# Frogs & Toads > Aquatic Clawed Frogs >  feeding adults - how many times a week?

## arianwin

My two african clawed frogs are about 1 and half years old. And I used to feed them every other day. However one of them refuses to eat. He has no signs of illness and isnt that much smaller than the other. Im wondering if it because im feeding them too much? 
How long would you leave feeding for adult clawed frogs? The other one eats perfectly every time I feed him without fail (frozen foods) the other does not, he only feeds on occasion! 
Any advice/help would be wonderful!

----------


## Michael

> My two african clawed frogs are about 1 and half years old. And I used to feed them every other day. However one of them refuses to eat. He has no signs of illness and isnt that much smaller than the other. Im wondering if it because im feeding them too much? 
> How long would you leave feeding for adult clawed frogs? The other one eats perfectly every time I feed him without fail (frozen foods) the other does not, he only feeds on occasion! 
> Any advice/help would be wonderful!


I had a frog that for a few months just was not interested in eating but she went back to normal.

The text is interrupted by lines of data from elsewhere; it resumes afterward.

PR #13704, opened 2025-04-22
Add TypeScript declarations for isModern and getMinimumBrowserVersions functions

welkinwong:
This PR supplements the TypeScript definitions in the module. Currently, the TS definitions only include `setMinimumBrowserVersions`, but lack the following:

- isModern
- getMinimumBrowserVersions
- calculateHashOfMinimumVersions

The changes focus **solely on adding the missing type declarations** without modifying any existing logic or behavior.

### DIFF
--- a/packages/modern-browsers/modern.d.ts
+++ b/packages/modern-browsers/modern.d.ts
@@ -1,4 +1,12 @@
+export declare function isModern(
+  browser: { name: string, major: number, minor?: number, patch?: number }
+): boolean;
+
 export declare function setMinimumBrowserVersions(
   versions: Record<string, number | number[]>,
-  source: string
+  source?: string
 ): void;
+
+export declare function getMinimumBrowserVersions(): Record<string, Record<string, number | number[]>>;
+
+export declare function calculateHashOfMinimumVersions(): string;


9Morello:
We have some related type definitions that got added with 3.3: https://github.com/meteor/meteor/blob/release-3.3/packages/server-render/server-render.d.ts

Specifically, there's a type for an `IdentifiedBrowser` there.

I wonder what would be a good way to share them between those packages. @nachocodoner any ideas?

packages/modern-browsers/modern.d.ts
```diff
@@ -1,4 +1,12 @@
...
+  browser: { name: string, major: number, minor?: number, patch?: number }
+): boolean;
+
 export declare function setMinimumBrowserVersions(
   versions: Record<string, number | number[]>,
-  source: string
+  source?: string
 ): void;
+
+export declare function getMinimumBrowserVersions(): Record<string, Record<string, number | number[]>>;
```
italojs, line 10: From what @9Morello mentioned, is it the same as IdentifiedBrowser? What about if we export that?

9Morello: @italojs that type is slightly different, but the type for the `browser` argument in `isModern` is an `IdentifiedBrowser`.

nachocodoner (approved):
I’m not sure how to share types between packages. We need to consider how package types behave and are shared.

But for now, this PR is ready to merge for 3.3.1.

I think it is normal, so I wouldn't worry so long as your frog does not become lethargic and begins to lose a lot of weight.

As far as feeding, I feed my female frogs 2 large nightcrawlers per week. My male (whom is quite small compared to the females) gets 1/2 a nightcrawler twice a week. I will give my frogs reptomin here and there, no real rhyme or reason though, just when I feel like it.

----------